10. The cellular radio terminal as recited in claim 9, the
measurement unit further to measure periodically.
11. The cellular radio terminal as recited in claim 9, the
measurement unit further to measure irrespective of any
characteristic of the network cell.
12. The cellular radio terminal as recited in claim 9, wherein the
cell reselection criterion comprises a time-dependent threshold
value.
13. The cellular radio terminal as recited in claim 9, wherein the
cell reselection criterion comprises a threshold value varying with
lapsed time.
14. The cellular radio terminal as recited in claim 9, wherein the
cell reselection criterion comprises a threshold value which is
based on a multiplication of a timer value and a signal quality
parameter.
15. The cellular radio terminal as recited in claim 14, wherein the
signal quality parameter comprises a signal strength
difference.
16. The cellular radio terminal as recited in claim 14, wherein the
signal quality parameter comprises a transmission failure rate
difference.
Description
TECHNICAL FIELD
[0001] Embodiments of the invention relate generally to a method of
cell reselection and to a cellular radio terminal.
BRIEF DESCRIPTION OF THE SEVERAL VIEWS OF THE DRAWINGS
[0002] FIG. 1 shows a network scenario of cell reselection and a
cellular radio terminal in accordance with embodiments of the
invention in a combined diagram.
[0003] FIG. 2 shows a method of cell reselection in accordance with
an embodiment of the invention in a flow diagram.
[0004] In the drawings, like reference characters generally refer
to the same parts throughout the different views.

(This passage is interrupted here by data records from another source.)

Issue #6198, opened 2018-10-21
"Package collision in lockfile" using UNC/root local device/etc paths


rpjohnst:
**Problem**
When invoking Cargo with the current directory or manifest path given as one of Windows' more "exotic" kinds of paths, such as a `\\?\` "root local device path," internal path comparisons can fail and the build aborts. Ideally, Cargo would be able to handle these paths.

**Steps**
One way to reproduce the bug is with a directory structure like this:
```
bug/
  main/
    Cargo.toml
    src/lib.rs
  dep_a/
    Cargo.toml
    src/lib.rs
  dep_b/
    Cargo.toml
    src/lib.rs
```

`main` depends, via `path = "../dep_a"` and `path = "../dep_b"`, on both `dep_a` and `dep_b`. `dep_a` also depends, via `path = "../dep_b"`, on `dep_b`.

Here is a zip file containing the structure described above: [path-bug.zip](https://github.com/rust-lang/cargo/files/2502476/path-bug.zip)

Then, the bug can be triggered by running this command:

```cmd
cargo build --manifest-path \\?\C:\full\path\to\bug\main\Cargo.toml
```

It produces an error message like this:

```cmd
error: package collision in the lockfile: packages dep_b v0.1.0 (C:\full\path\to\bug\main\../dep_b) and dep_b v0.1.0 (C:\full\path\to\bug\dep_b) are different, but only one can be written to lockfile unambigiously
```

`wasm-pack` hits this issue because it sets the current directory to a canonicalized `.` when invoking Cargo. See https://github.com/rustwasm/wasm-pack/issues/380, https://github.com/rustwasm/wasm-pack/issues/413, and an attempt to work around this problem in https://github.com/rustwasm/wasm-pack/pull/389.

**Notes**
I most recently reproduced this with Cargo version `cargo 1.31.0-nightly (5dbac9888 2018-10-08)`, on Windows 10.

rpjohnst:
It is a big laborious to recreate, isn't it? 😅

Here you go: [path-bug.zip](https://github.com/rust-lang/cargo/files/2502476/path-bug.zip)

Eh2406:
No I am just feeling brain dead from Rust Belt Rust, and wanted a supportive response that did not involve me thinking for a while. Sorry.

[...]

PR #13610, opened 2024-03-20
refactor(vendor): tiny not important refactors

weihanglo:

Did some tiny refactors in cargo vendor I found when working on other stuff.

~~I believe `std::path::Path` should be quite cross-platform compatible, as [it calls into something like [`GetFullPathNameW`](
https://github.com/rust-lang/rust/blob/e760daa6a729b3d52a38804e9766f7d89dc27357/library/std/src/sys/path/windows.rs#L280-L287) eventually when being used. I might be wrong though.~~

See https://github.com/rust-lang/cargo/pull/13610#discussion_r1532741537

### DIFF
--- a/src/cargo/ops/vendor.rs
+++ b/src/cargo/ops/vendor.rs
@@ -133,7 +133,7 @@ fn sync(
                 continue;
             }
             if let Ok(pkg) = packages.get_one(pkg) {
-                drop(fs::remove_dir_all(pkg.manifest_path().parent().unwrap()));
+                drop(fs::remove_dir_all(pkg.root()));
             }
         }
     }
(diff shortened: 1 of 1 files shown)


src/cargo/ops/vendor.rs
```diff
@@ -342,13 +342,7 @@ fn cp_sources(
...
-        // Join pathname components individually to make sure that the joined
-        // path uses the correct directory separators everywhere, since
-        // `relative` may use Unix-style and `dst` may require Windows-style
-        // backslashes.
-        let dst = relative
-            .iter()
-            .fold(dst.to_owned(), |acc, component| acc.join(&component));
+        let dst = dst.join(relative);
 
         paths::create_dir_all(dst.parent().unwrap())?;
```
epage, line 347: I assume this comment is relevant here

> I believe std::path::Path should be quite cross-platform compatible, as [it calls into something like [GetFullPathNameW](https://github.com/rust-lang/rust/blob/e760daa6a729b3d52a38804e9766f7d89dc27357/library/std/src/sys/path/windows.rs#L280-L287) eventually when being used. I might be wrong though.

I assume this was done for a reason though so I'm a bit cautious and would like input from others.

weihanglo: Seems like https://github.com/rust-lang/cargo/issues/6198 is relevant?

https://github.com/rust-lang/rust/blob/e760daa6a729b3d52a38804e9766f7d89dc27357/library/std/src/sys/path/windows.rs#L253

If it already contains `\\?\` then `GetFullPathNameW` won't be called. I'll drop the commit instead.

weihanglo: This evil behavior is deeply rooted in Cargo 😞.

The drawings are
not necessarily to scale, emphasis instead generally being placed
upon illustrating the principles of the invention.
DETAILED DESCRIPTION OF THE INVENTION
[0005] The following detailed description explains exemplary
embodiments of the present invention. Where applicable the
description of a method embodiment is deemed to describe also the
functioning of a corresponding apparatus embodiment and vice versa.
The description is not to be taken in a limiting sense, but is made
only for the purpose of illustrating the general principles of the
invention. The scope of the invention, however, is only defined by
the claims and is not intended to be limited by the exemplary
embodiments described below.
[0006] In FIG. 1 a network scenario of cell reselection and a
cellular radio terminal 100 in accordance with embodiments of the
invention are shown in a combined diagram.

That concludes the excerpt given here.